Alma’s throat went dry, as if a chunk of cornbread had lodged there and would not go down. A strange electricity hummed in her core—at once both pleasurable and disquieting. Part of her ached to lean in closer, to touch his hand, his cheek, his lips. Would the heady sensation surge or diminish? After a moment’s contemplation, she took a step back. Asku was like a brother to her, after all. With forced levity she plucked the leaf from his hand and declared, “Wiigwaas,” recognizing the jagged edge of the tear-shaped birch leaf.

Asku looked down, the corners of his mouth dropping slightly, and nodded.

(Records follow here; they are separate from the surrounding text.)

PR #121, opened 2015-04-21
MAHOUT-1693: Override .toString() in AbstractMatrix using VectorView

andrewpalumbo:
I still have to test this out a bit, but this is a fix for the memory issues caused by the shell triggering .toString() after the instantiation of large  DenseMatrix, SparseMatrix and FunctionalMatrixViews (MAHOUT-1693).  This is set to display an (arbitrarily sized)10x20 upper left block of the matrix.  For sparse matrices this does affect the printout, so it may not be acceptable.

### DIFF
--- a/math/src/main/java/org/apache/mahout/math/AbstractMatrix.java
+++ b/math/src/main/java/org/apache/mahout/math/AbstractMatrix.java
@@ -780,15 +780,53 @@ public abstract class AbstractMatrix implements Matrix {
     }
   }
 
+//  @Override
+//  public String toString() {
+//    int row = 0;
+//    int col = 0;
+//    int maxRowToDisplay = 10;
+//    int maxColToDisplay = 50;
+//    StringBuilder s = new StringBuilder("{\n");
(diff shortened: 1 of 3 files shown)


math/src/main/java/org/apache/mahout/math/AbstractMatrix.java
```diff
@@ -782,13 +782,34 @@ public boolean isAddConstantTime() {
 
   @Override
   public String toString() {
+    int row = 0;
+    int maxRowsToDisplay = 10;
+    int maxColsToDisplay = 20;
```
andrewpalumbo: If there are no objections to a max 10x20 matrix to display, or anything else, i will commit this to master and the 0.10.1 branch.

Before coming to Wisconsin, Alma had known little about the varying types of trees. Aside from Fairmount Park, Philadelphia had few trees to speak of and she saw them all the same. But her Indian friends called each type of tree a different name—mitigwaabaak, aninaatig, wiigwaas—and taught her to identify the shaggy bark of the hickory, sweet sap of the sugar maple, and saw-toothed leaves of the white birch. Azaadiins, the name Asku had given her their first year together at Stover, meant “little aspen.”

She dropped the leaf in the stream, watched it sail away atop the glassy water toward the Mississippi, and then turned back to Asku. The short brim of his cap cast a shadow over his downturned face, but she could still read the somberness in his expression.

Half an hour later, they rounded the final bend. The thick fringe of trees cleared, and the school’s brick fa?ade appeared before them. A wrought-iron arch rose above the rutted road where the browning lawn butted up to the tree line. Block letters crowned the arch: STOVER SCHOOL FOR INDIANS. Alma passed beneath, but Asku hesitated. He had the wary look of a fox again, his eyes sweeping the full length of the arch.

“Father commissioned it at the start of summer,” she said. “Eventually, he wants to put a matching fence around the entire grounds.”

“To keep the Indian in or the white onlookers out?”

Alma shrugged. “Both, I guess.”

Asku ran his hand down the side of the arch and nodded. “Min-waabaminaagwad,” he said, and stepped through. “It looks good.”

They walked in silence down the remaining drive. Aside from the fresh coat of white paint gleaming from the pillars, the scene reminded her of the first day she had ever met an Indian.

Mrs. Simms clucked around a long table heaped with food and pitchers of lemonade. Miss Wells strode around the house carrying a tidy stack of uniforms.

“Five new pupils this year,” Alma said. “Another Anishinaabe. One from Oneida and three Menominees.”